Este tiempo puede llegar a ser una misteriosa escuela de felicidad, disfrutando de las cosas más simples y pequeñas. Como simplificaría Elizabeth Gilbert en su valiente novela autobiográfica: “Reza, come, ama”
Y como los pies del alma asimismo vuelan, como bien sabemos los Contemplativos, en momentos relajados y silenciosos de la jornada en reclusión, recorramos lugares del mundo, tan diversos, de casuística multiplicada.
Se acercarán a ancianos solitarios o a discapacitados que necesitarán una mano generosa y voluntaria para subsistir y llevar adelante su vida. Visitarán a familias confinadas con agobio recurrente en el bullir incesante de chiquillos inquietos, de energía inagotable, difíciles de calmar y controlar.
Los pies contemplativos, en silencio, sin moverse un milímetro y por llamada, recorren diariamente las nuevas situaciones y otras de similar dramatismo, viejas conocidas de este mundo (guerra, persecución, abusos, toda clase de injusticias).
De repente, ya no soy -yo, sino que soy-con, y cargo, junto al mío, con el polvo de muchos caminos, el peso de muchos corazones, la fatiga de muchos otros pies… que parecen aligerar lo mío.
Y volaremos de nuevo, pero no a ras de tierra ahora, sino más alto, mucho más alto.
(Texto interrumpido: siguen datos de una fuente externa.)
PR #182, opened 2022-01-06
Implemented batch wise preprocessing

laurislopata:
I tried to use Core API using the example given in their docs here: https://www.tensorflow.org/js/guide/train_models to be able to perform batch-wise image preprocessing and for the code to look cleaner but the problem with this is that optimizer.minimize is not an async function so when I would start the training loop the website would crash, which is obviously not ideal. That is why I used fitDataset and generator function to do implement the preprocessing


martinjaggi:
could you comment on the speed impact of this change on training performance, for the main tasks we have? does it have a memory impact too?

laurislopata:
In terms of memory, for CIFAR10 using the old method where the images would be resized all before training with my computer I could at most train with 1200-1300 images, now I can train at least up to 35000. In terms of speed

- For 500 images the current version was averaging 35.5s/epoch while the updated one 57.6s/epoch
- For 750 images the current version was averaging 67.6s/epoch while the updated one 96.6s/epoch

so the new version is about 35% slower but the memory improvement is very big. What I though we could do is implement a checker for the size of the dataset a user uploads, if it's big then the model would train using the new but slower version if it's small we could continue using the old but faster version. Do you think that would be a good and necessary improvement or should we just stick with the new version?

laurislopata:
Updated the comment about speed and memory implications of this change

martinjaggi:
ok maybe depends on batch size also? in the code it wasn't clear to me what batch size is going to be used.

laurislopata:
`    const trainData = tf.data.generator(
      trainDataGenerator(
        data,
        labels,
        trainingInformation))
        .batch(trainingInformation.batchSize);`

Batch size is set here, and for these experiments I used a batch size of 30

Nacho114:
> 

Looks good, btw you need to merge it with the latest develop.

I'd say to implement the size based approach that you mention, 35% is a lot and I think you can do it without too much overhead. Plus we know the old .fit was working well, so it'd be good to still have it. Can also discuss more tomorrow during the meeting.

martinjaggi:
sounds good. please also check that it works with other kinds of datasets and tasks (cifar looks good already)

laurislopata:
Okey, I'll implement your proposals until tomorrow's meeting

mobile-browser-based-version/src/helpers/training/training_manager.js
```diff
@@ -4,7 +4,43 @@ import {
...
+          tensor,
+          [trainingInformation.RESIZED_IMAGE_H,
+          trainingInformation.RESIZED_IMAGE_W]);
+      }
+      yield { xs: tensor, ys: tf.tensor(labels.arraySync()[i]) }
+    }
+  }
+}
+
+function validationDataGenerator(dataset, labels, trainingInformation) {
```
s314cy: You can make a single helper function for both the train & validation datasets, which would be called for two different sets of indexes. The function name could be something more specific, as it returns an image dataset. Also, functions should not be in a class file but rather in a separate helper file :)

Technically you could go even further and pass a lambda such as `(tensor) => tf.image.resizeBilinear(tensor, [...]])` to the helper function, to generalize its purpose :)

mobile-browser-based-version/src/helpers/training/training_manager.js
```diff
@@ -4,7 +4,43 @@ import {
...
+          [trainingInformation.RESIZED_IMAGE_H,
+          trainingInformation.RESIZED_IMAGE_W]);
+      }
+      yield { xs: tensor, ys: tf.tensor(labels.arraySync()[i]) }
+    }
+  }
+}
+
 const MANY_EPOCHS = 9999;
+const SIZE_THRESHOLD = 1e9; //1 GigaByte
```
s314cy: Constants should be declared on top of the file

mobile-browser-based-version/src/helpers/training/training_manager.js
```diff
@@ -144,12 +180,32 @@ export class TrainingManager {
...
 
-    await this.model.fit(this.data, this.labels, {
-      initialEpoch: this.model.getUserDefinedMetadata().epoch,
-      epochs: info.epochs ?? MANY_EPOCHS,
-      batchSize: info.batchSize,
-      validationSplit: info.validationSplit,
-      shuffle: true,
+    var dataSize = -1;
+
+    if (info.resize) {
```
s314cy: What happens if `info.resize` is not set? Will `dataSize` remain equal to -1 and "fast training mode" be the default?

mobile-browser-based-version/src/helpers/training/training_manager.js
```diff
@@ -144,12 +180,32 @@ export class TrainingManager {
...
+        info))
+      .batch(info.batchSize);
+    const valData = tf.data.generator(
+      validationDataGenerator(
+        this.data,
+        this.labels,
+        info))
+      .batch(info.batchSize);
+
+    await this.model.fitDataset(trainData, {
```
s314cy: Great!

mobile-browser-based-version/src/helpers/training/training_manager.js
```diff
@@ -179,32 +235,38 @@ export class TrainingManager {
...
-  async _trainDistributed() {
-    const info = this.task.trainingInformation;
+  else {
+    console.log("Fast training");
 
-    await this.model.fit(this.data, this.labels, {
-      initialEpoch: 0,
+    let resized_data = this.data;
+
+    if(info.resize) {
```
s314cy: don't forget to lint your files before pushing :) we still don't have any pre-commit hooks, so you'll have to manually use ESLint

s314cy (changes requested):

mobile-browser-based-version/src/helpers/training/training_manager.js
```diff
@@ -144,79 +150,263 @@ export class TrainingManager {
...
-            (logs.val_acc * 100).toFixed(2)
-          );
-          if (this.useIndexedDB) {
-            await updateWorkingModel(
-              this.task.taskID,
-              info.modelID,
-              this.model
+      });
+    } else {
+      console.log('Fast training');
```
martinjaggi: can you give more expressive names to the two modes? now it might be unclear later to people what 'fast' means here. batch-wise preprocessing/training? and in-memory training?  (now sometimes you call it memory-efficient, sometimes fast, a bit unclear which one is which)

mobile-browser-based-version/src/helpers/training/training_manager.js
```diff
@@ -144,79 +150,263 @@ export class TrainingManager {
...
+              this.stopTrainingRequested = false;
+            }
+          },
         },
-      },
-    });
-  }
+      });
+    } else {
+      console.log('Fast training');
```
martinjaggi: same comment as below on expressive naming

mobile-browser-based-version/src/helpers/training/training_manager.js
```diff
@@ -144,79 +150,263 @@ export class TrainingManager {
...
+      dataSize =
+        8 *
+        3 *
+        info.RESIZED_IMAGE_H *
+        info.RESIZED_IMAGE_W *
+        this.data.shape[0];
+    }
+
+    if (dataSize > SIZE_THRESHOLD) {
+      console.log('Memory Efficient training');
```
martinjaggi: batch-wise  preproc and train?

mobile-browser-based-version/src/helpers/training/training_manager.js
```diff
@@ -2,9 +2,15 @@ import {
...
   getWorkingModelMetadata,
+  imageDatasetGenerator,
 } from '../memory/helpers';
 
+import * as tf from '@tensorflow/tfjs';
+
+// Extra functions that are used to create Dataset object to be able to perform batch wise preprocessing of images.
+
 const MANY_EPOCHS = 9999;
+const SIZE_THRESHOLD = 1024 * 1024 * 1024; //1 GigaByte
```
martinjaggi: size of what? explain in a comment. maybe memory is a better name

mobile-browser-based-version/src/helpers/memory/helpers.js
```diff
@@ -138,3 +138,28 @@ export async function downloadSavedModel(taskID, modelName) {
...
 }
+/**
+ * Creates a dataset generator function for memory efficient training
+ * @param {Array} dataset the dataset of the task
+ * @param {Array} labels the labels of the task
+ * @param {Integer} startIndex staring index of the split
+ * @param {Integer} endIndex ending index of the split
+ * @param {Function} transformation transformation function to be applied to the data
+ */
+export function imageDatasetGenerator(
```
martinjaggi: this one should not be image specific, but can work for all datasets, tabular data etc. 
also state what assumptions you made on the input (which dimensions are datapoint, or others such as channels, h,v, etc)

mobile-browser-based-version/src/helpers/training/training_manager.js
```diff
@@ -144,79 +150,263 @@ export class TrainingManager {
...
-          this.trainingInformant.updateGraph(
-            epoch + 1,
-            (logs.val_acc * 100).toFixed(2),
-            (logs.acc * 100).toFixed(2)
-          );
-          console.log(
-            `EPOCH (${epoch + 1}):
+    var dataSize = -1;
+
+    // If info resize is not defined it will default to Fast Training
```
martinjaggi: what is the semantics of 'resize'? this seems to be in a code part which is general, not image-specific, so a bit surprising to see the 8*3*... hardcoded below

mobile-browser-based-version/src/helpers/training/training_manager.js
```diff
@@ -144,79 +150,263 @@ export class TrainingManager {
...
+          },
         },
-      },
-    });
-  }
+      });
+    } else {
+      console.log('Fast training');
+
+      let resized_data = this.data;
```
martinjaggi: resizing is a bit too specific, resizing can be just part of some general preprocessing anyway (no matter if batch-wise or done globally before training)?

martinjaggi (changes requested):

mobile-browser-based-version/src/helpers/training/training_manager.js
laurislopata: The only problem I see is that in general preporcessing for tabular datasets will not make the size of the dataset much bigger so defaulting those the training mode that is faster is a satisfactory solution?

mobile-browser-based-version/src/helpers/memory/helpers.js
laurislopata: I agree, since at the moment we don't have any preprocessing pipelines for the other tasks besides the CIFAR10 maybe a good solutions would be to have create another helper function that would take in a lambda and apply preprocessing on the entire dataset and when in the future other preprocessing functions are implemented for other tasks they could be passed as an argument for that lambda. Do you think that would be a good solution?

mobile-browser-based-version/src/helpers/training/training_manager.js
laurislopata: So in that case calculating the data size only for images should be fine?

martinjaggi: not sure what 'resize' means here. do you mean batch size? also the overall dataset size (memory used) is rougly the same anyway, no matter if batching is turned on or off? (or do you mean to store the results of the preprocessing, or compute on the fly?). please clarify in the code comments once you have time. not urgent of course

mobile-browser-based-version/src/helpers/memory/helpers.js
martinjaggi: yes that would be ideal. i think it's already a bit like this if you look at the preprocessing selection option in the task creation form?

Nacho114: this is general right? -> if yes we should just call this datasetGenerator?

martinjaggi:
please try to name things differently than 'fast training' (meaning 'in memory'?) and 'memory training'. can say batch-wise and explain the differences as to when the preprocessing is applied or not. batching code, preprocessing code and training code should be well separated. 

is there as much new code needed in `training_manager` or could some be avoided?

`imageDatasetGenerator` does not seem to need to know the start/end index and split (and can be independent of data modality), it seems to just apply a preprocessing (lambda) function, which could be applied per batch anyway, no matter for what data modality

laurislopata:
Yes, I am currently working on addressing these issues, will push soon

laurislopata:
Implemented the discussed version. Now each task has an extra field in its .json file  ` "preprocessFunctions": [],`, for 3 of them it's empty and for cifar10 it has the "resize" string in it, based on it I construct a preprocessing function, also for CIFAR there's and extra field ` "batchwise": true`, this sets how to apply the preprocessing(by default it's on the entire dataset before training). Also clarified the comments and cleaned up the code.

Nacho114:
> Implemented the discussed version. Now each task has an extra field in its .json file ` "preprocessFunctions": [],`, for 3 of them it's empty and for cifar10 it has the "resize" string in it, based on it I construct a preprocessing function, also for CIFAR there's and extra field ` "batchwise": true`, this sets how to apply the preprocessing(by default it's on the entire dataset before training). Also clarified the comments and cleaned up the code.

It's looking much better. 

Question: Is it necessary to include "resize" as a tag? 

It seems that every task has an IMAGE_H and RESIZED_IMAGE_H, if these don't equal doesn't it mean that we want to resize? (So the resize would be implicit in these values being equal or not).

mobile-browser-based-version/server/src/logic/federated/handlers.js
```diff
@@ -50,7 +50,7 @@ const IDLE_DELAY = 1000 * 10;
  * Same as IDLE_DELAY, except longer for clients that recently connected and thus
  * are not critical nodes (i.e. training nodes).
  */
-const LONGER_IDLE_DELAY = 1000 * 60;
+const LONGER_IDLE_DELAY = 1000 * 600;
```
Nacho114: @laurislopata @s314cy 

Is this only used for "clients that recently connected and thus are not critical nodes"?, if yes let's rename it to NEW_CLIENT_IDLE_DELAY.

mobile-browser-based-version/src/helpers/memory/helpers.js
```diff
@@ -138,3 +138,45 @@ export async function downloadSavedModel(taskID, modelName) {
...
 }
+/**
+ * Preprocesses the data based on the training information
+ * @param {Array} data the dataset of the task
+ * @param {Object} trainingInformation the training information of the task
+ */
+export function preprocessData(data, trainingInformation) {
+  var tensor = data;
+  //More preprocessing functions can be added using this template
+  if (trainingInformation.preprocessFunctions.includes('resize')) {
```
Nacho114: How to improve this:

Create a function in helpers, just above this maybe and call it withImageResize(arg) (or something simple that scribes what it does), where arg is trainingInformation.preprocessFunctions, and it's output is true when we want to resize and image. This makes it more legible, but more importantly, as I note in my other [comment](https://github.com/epfml/DeAI/pull/182#issuecomment-1016254376), the resize might be redundant, and so an equality check might be better, in this case the readability gain is even bigger!

mobile-browser-based-version/src/helpers/training/training_manager.js
```diff
@@ -144,79 +148,215 @@ export class TrainingManager {
...
-      callbacks: {
-        onEpochEnd: async (epoch, logs) => {
-          this.trainingInformant.updateGraph(
-            epoch + 1,
-            (logs.val_acc * 100).toFixed(2),
-            (logs.acc * 100).toFixed(2)
-          );
-          console.log(
-            `EPOCH (${epoch + 1}):
+    if (info.batchwise) {
```
Nacho114: info.batchwise, what does this represent? It's not clear to me at a first glance (might be worth making the name longer and explicit for legibility)

mobile-browser-based-version/src/helpers/training/training_manager.js
```diff
@@ -144,79 +148,215 @@ export class TrainingManager {
...
+        },
+      });
+    } else {
+      console.log(
+        'Fast training mode is used, data preprocessing is executed on the entire dataset at once'
+      );
+
+      const tensor = preprocessData(this.data, info);
+
+      await this.model.fit(tensor, this.labels, {
```
Nacho114: There is an if else here, where each does model fitting in a different way. They are each quite long, could you make a function for each:

if (info.batchwise) {
  modelFitDataBatchWise(...)
} else {
  modelFitData(....)
}

Something along these lines (maybe you can find better names).

mobile-browser-based-version/src/task_definition/image_task.js
```diff
@@ -17,7 +17,8 @@ export class ImageTask extends Task {
       img.width = this.trainingInformation.IMAGE_W;
       img.height = this.trainingInformation.IMAGE_H;
       img.onload = () => {
-        var output = tf.image.resizeBilinear(tf.browser.fromPixels(img), [this.trainingInformation.RESIZED_IMAGE_H, this.trainingInformation.RESIZED_IMAGE_W]);
+        var output = tf.browser.fromPixels(img)
+        // var output = tf.image.resizeBilinear(tf.browser.fromPixels(img), [this.trainingInformation.RESIZED_IMAGE_H, this.trainingInformation.RESIZED_IMAGE_W]);
```
Nacho114: if the comment is for testing you can delete it once your done

laurislopata:
@Nacho114 Implemented your proposals for the code to look cleaner, you can have a look

mobile-browser-based-version/src/helpers/training/training_manager.js
```diff
@@ -145,105 +145,115 @@ export class TrainingManager {
...
-          onEpochEnd: async (epoch, logs) => {
-            this.trainingInformant.updateGraph(
-              epoch + 1,
-              (logs.val_acc * 100).toFixed(2),
-              (logs.acc * 100).toFixed(2)
-            );
-            console.log(
-              `EPOCH (${epoch + 1}):
+      await this._modelFitDataBatchWise(this.model, info, {
+        onEpochEnd: async (epoch, logs) => {
```
Nacho114: The onEpochEnd is the same for ._modelFitDataBatchWis and .modelFit, you could turn the onEpochEnd and make a function and pass it to both to reduce code duplication.

mobile-browser-based-version/src/helpers/training/training_manager.js
```diff
@@ -252,109 +262,72 @@ export class TrainingManager {
...
+        onTrainBegin: async (logs) => {
+          await this._onTrainBegin();
+        },
+        onTrainEnd: async (logs) => {
+          await this._onTrainEnd();
+        },
+        onEpochBegin: async (epoch, logs) => {
+          await this._onEpochBegin(epoch);
+        },
+        onEpochEnd: async (epoch, logs) => {
```
Nacho114: same with the decentralised one (with the onEpochEnd being the same).

mobile-browser-based-version/src/helpers/memory/helpers.js
```diff
@@ -146,7 +150,7 @@ export async function downloadSavedModel(taskID, modelName) {
 export function preprocessData(data, trainingInformation) {
   var tensor = data;
   //More preprocessing functions can be added using this template
-  if (trainingInformation.preprocessFunctions.includes('resize')) {
+  if (_withResize(trainingInformation)) {
```
Nacho114: nice, if you can call it _preprocessDataWithResize that would be better.

Nacho114:
If you can also add comments to all the functions that would be great :) you can use the same template as the other commented ones. I think after this we can merge.

Nacho114:
Requested changes have been implemented, all seems to work.

- Will further review the question of having both .fit and .fitdata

Las alas del alma orante pueden visitar el Infinito, regiones de paz serena y sin nombre, donde manan sin cesar las fuentes de agua viva… Allí pueden descansar la pesada carga, propia y ajena, saciar la sed y refrescar silenciosamente multitud de corazones agobiados. Porque todo llega a su destino, con billete gratuito, en el amor de Dios.
El alma contemplativa, en su celda monástica o confinada en este mundo, como todos, lleva consigo el secreto de toda frescura, de la mejor paz, de la co-redención fraterna más sufrida, fascinante y restauradora.